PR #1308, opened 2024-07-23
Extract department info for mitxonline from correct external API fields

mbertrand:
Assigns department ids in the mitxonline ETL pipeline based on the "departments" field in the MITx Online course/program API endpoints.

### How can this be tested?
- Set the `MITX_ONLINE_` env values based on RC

----------

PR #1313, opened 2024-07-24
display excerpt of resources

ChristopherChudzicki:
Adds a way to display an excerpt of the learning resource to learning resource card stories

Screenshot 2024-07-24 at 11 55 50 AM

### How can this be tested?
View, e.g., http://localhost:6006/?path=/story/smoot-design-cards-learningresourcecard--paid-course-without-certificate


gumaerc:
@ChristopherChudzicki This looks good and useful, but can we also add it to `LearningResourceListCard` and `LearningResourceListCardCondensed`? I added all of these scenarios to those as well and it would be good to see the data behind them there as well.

----------

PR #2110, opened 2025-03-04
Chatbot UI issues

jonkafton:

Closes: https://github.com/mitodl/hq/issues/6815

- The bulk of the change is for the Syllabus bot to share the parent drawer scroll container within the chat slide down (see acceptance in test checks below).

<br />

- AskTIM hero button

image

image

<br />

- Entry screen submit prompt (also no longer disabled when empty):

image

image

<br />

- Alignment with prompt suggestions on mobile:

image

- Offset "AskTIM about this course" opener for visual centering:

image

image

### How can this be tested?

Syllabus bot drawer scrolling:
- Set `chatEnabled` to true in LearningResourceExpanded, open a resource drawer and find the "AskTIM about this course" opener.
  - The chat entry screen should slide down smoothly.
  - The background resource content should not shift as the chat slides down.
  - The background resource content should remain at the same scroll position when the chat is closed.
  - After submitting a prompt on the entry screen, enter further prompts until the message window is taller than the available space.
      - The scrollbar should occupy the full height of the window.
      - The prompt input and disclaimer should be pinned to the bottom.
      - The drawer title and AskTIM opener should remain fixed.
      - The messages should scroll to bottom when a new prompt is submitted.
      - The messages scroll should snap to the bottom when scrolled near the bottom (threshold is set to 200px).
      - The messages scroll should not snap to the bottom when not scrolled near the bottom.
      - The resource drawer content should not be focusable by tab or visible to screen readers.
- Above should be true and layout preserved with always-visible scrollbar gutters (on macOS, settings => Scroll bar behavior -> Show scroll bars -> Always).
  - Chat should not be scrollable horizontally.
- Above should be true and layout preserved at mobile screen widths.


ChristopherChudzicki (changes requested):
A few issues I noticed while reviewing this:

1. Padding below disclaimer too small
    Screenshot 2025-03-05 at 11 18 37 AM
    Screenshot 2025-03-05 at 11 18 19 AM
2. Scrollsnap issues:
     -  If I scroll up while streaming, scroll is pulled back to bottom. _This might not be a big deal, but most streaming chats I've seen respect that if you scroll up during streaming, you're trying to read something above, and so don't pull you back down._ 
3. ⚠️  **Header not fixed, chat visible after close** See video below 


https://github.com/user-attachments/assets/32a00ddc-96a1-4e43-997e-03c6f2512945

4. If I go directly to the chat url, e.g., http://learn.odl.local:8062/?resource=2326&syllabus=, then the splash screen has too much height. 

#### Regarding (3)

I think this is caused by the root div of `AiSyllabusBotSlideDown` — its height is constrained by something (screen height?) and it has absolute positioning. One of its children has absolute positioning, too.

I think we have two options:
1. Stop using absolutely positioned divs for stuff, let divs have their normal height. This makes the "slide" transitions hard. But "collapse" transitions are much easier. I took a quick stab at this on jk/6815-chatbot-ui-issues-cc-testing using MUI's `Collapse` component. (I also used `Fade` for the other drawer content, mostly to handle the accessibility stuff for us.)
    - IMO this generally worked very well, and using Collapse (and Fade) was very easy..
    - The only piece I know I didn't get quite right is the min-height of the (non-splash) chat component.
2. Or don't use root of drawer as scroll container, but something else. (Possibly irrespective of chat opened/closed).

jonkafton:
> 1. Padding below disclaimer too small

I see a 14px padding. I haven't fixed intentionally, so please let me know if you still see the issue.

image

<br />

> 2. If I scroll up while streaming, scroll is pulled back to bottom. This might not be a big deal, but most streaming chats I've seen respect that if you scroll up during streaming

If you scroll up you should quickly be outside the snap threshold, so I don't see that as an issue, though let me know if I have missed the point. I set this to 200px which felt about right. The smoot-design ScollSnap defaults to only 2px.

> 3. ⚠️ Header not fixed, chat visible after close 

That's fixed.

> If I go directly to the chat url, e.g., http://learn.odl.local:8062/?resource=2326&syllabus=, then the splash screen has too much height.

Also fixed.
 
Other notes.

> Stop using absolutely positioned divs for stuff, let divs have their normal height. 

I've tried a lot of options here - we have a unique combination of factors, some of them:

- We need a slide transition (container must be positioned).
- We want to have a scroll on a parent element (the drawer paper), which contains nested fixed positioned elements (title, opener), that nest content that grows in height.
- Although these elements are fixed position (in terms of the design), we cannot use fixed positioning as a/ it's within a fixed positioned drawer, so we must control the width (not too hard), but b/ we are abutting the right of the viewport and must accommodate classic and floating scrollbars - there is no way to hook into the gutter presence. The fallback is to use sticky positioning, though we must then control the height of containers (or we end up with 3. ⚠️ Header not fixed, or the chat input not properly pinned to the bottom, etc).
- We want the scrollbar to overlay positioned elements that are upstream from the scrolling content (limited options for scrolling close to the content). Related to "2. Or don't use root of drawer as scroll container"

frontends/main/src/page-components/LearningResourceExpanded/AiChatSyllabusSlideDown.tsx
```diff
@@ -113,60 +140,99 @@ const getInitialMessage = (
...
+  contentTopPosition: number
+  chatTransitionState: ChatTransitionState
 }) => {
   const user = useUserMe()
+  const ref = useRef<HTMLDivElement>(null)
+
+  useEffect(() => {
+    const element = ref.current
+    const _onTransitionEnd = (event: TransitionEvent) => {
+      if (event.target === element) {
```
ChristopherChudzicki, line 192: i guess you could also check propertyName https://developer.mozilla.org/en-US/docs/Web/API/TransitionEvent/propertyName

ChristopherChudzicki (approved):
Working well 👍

----------

Work required
Copy the stretch of the records above that runs from the line with "Syllabus bot drawer" through the line with "- The messages should". Both end lines belong in the copy, and nothing else does.

Exercise output
Syllabus bot drawer scrolling:
- Set `chatEnabled` to true in LearningResourceExpanded, open a resource drawer and find the "AskTIM about this course" opener.
  - The chat entry screen should slide down smoothly.
  - The background resource content should not shift as the chat slides down.
  - The background resource content should remain at the same scroll position when the chat is closed.
  - After submitting a prompt on the entry screen, enter further prompts until the message window is taller than the available space.
      - The scrollbar should occupy the full height of the window.
      - The prompt input and disclaimer should be pinned to the bottom.
      - The drawer title and AskTIM opener should remain fixed.
      - The messages should scroll to bottom when a new prompt is submitted.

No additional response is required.